_Work instruction_
In the listing below, write out exactly each line from the first through the one containing "Since Paperclip dependency".

_Recorded data_
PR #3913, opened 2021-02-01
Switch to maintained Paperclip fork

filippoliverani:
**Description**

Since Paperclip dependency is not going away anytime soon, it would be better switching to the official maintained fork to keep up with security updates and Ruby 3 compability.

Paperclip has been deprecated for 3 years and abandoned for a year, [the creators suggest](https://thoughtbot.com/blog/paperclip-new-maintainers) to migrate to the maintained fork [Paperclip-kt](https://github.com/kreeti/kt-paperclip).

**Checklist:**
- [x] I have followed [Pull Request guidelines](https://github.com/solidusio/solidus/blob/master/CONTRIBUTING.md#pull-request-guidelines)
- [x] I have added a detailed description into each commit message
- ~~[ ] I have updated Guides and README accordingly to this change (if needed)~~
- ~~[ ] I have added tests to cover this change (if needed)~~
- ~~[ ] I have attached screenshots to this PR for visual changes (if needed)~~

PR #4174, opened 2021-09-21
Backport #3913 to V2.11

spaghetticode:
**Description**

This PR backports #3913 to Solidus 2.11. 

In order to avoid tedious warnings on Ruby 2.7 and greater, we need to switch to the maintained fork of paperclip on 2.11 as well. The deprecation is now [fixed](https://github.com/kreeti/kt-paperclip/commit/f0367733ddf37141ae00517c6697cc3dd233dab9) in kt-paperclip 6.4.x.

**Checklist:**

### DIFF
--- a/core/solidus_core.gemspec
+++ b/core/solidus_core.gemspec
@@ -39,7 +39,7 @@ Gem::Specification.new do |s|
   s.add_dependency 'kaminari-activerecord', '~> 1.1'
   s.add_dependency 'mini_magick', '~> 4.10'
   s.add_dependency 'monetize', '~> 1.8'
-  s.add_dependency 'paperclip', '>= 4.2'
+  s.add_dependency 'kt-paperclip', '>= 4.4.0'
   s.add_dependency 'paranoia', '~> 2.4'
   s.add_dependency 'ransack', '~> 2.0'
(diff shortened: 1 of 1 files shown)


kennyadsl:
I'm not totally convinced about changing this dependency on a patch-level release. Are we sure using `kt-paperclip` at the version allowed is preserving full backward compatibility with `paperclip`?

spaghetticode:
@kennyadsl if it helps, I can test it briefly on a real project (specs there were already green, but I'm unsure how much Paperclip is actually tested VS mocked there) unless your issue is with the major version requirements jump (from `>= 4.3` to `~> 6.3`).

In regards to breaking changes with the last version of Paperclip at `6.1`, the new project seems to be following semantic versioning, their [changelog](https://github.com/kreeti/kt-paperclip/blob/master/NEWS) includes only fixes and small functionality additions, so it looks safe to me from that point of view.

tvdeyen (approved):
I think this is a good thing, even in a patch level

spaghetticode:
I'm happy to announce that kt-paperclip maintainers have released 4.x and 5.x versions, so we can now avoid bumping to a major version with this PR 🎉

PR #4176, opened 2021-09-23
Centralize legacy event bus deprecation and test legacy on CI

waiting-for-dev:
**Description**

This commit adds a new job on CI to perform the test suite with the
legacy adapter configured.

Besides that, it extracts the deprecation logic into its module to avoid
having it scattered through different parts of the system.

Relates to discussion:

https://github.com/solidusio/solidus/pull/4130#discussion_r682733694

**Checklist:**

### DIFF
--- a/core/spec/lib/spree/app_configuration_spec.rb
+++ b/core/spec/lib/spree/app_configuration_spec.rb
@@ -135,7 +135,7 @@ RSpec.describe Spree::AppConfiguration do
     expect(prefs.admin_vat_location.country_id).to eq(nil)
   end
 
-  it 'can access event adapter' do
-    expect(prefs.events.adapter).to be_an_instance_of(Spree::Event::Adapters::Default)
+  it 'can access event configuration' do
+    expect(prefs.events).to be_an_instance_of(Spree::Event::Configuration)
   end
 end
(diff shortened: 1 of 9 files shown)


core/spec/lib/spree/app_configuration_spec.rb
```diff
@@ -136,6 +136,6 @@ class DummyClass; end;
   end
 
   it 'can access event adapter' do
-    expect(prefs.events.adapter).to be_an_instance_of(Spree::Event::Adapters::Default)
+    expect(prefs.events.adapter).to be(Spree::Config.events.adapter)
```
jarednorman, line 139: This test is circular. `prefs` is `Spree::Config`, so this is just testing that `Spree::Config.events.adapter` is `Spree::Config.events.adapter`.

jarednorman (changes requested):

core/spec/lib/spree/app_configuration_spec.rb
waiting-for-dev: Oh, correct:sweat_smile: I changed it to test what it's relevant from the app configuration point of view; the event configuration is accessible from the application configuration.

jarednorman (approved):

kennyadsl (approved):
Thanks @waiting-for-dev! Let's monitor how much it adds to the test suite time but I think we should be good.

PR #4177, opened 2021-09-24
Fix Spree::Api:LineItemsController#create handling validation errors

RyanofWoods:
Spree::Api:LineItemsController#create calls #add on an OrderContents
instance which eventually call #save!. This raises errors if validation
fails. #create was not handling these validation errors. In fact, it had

_Answer box_
PR #3913, opened 2021-02-01
Switch to maintained Paperclip fork

filippoliverani:
**Description**

Since Paperclip dependency is not going away anytime soon, it would be better switching to the official maintained fork to keep up with security updates and Ruby 3 compability.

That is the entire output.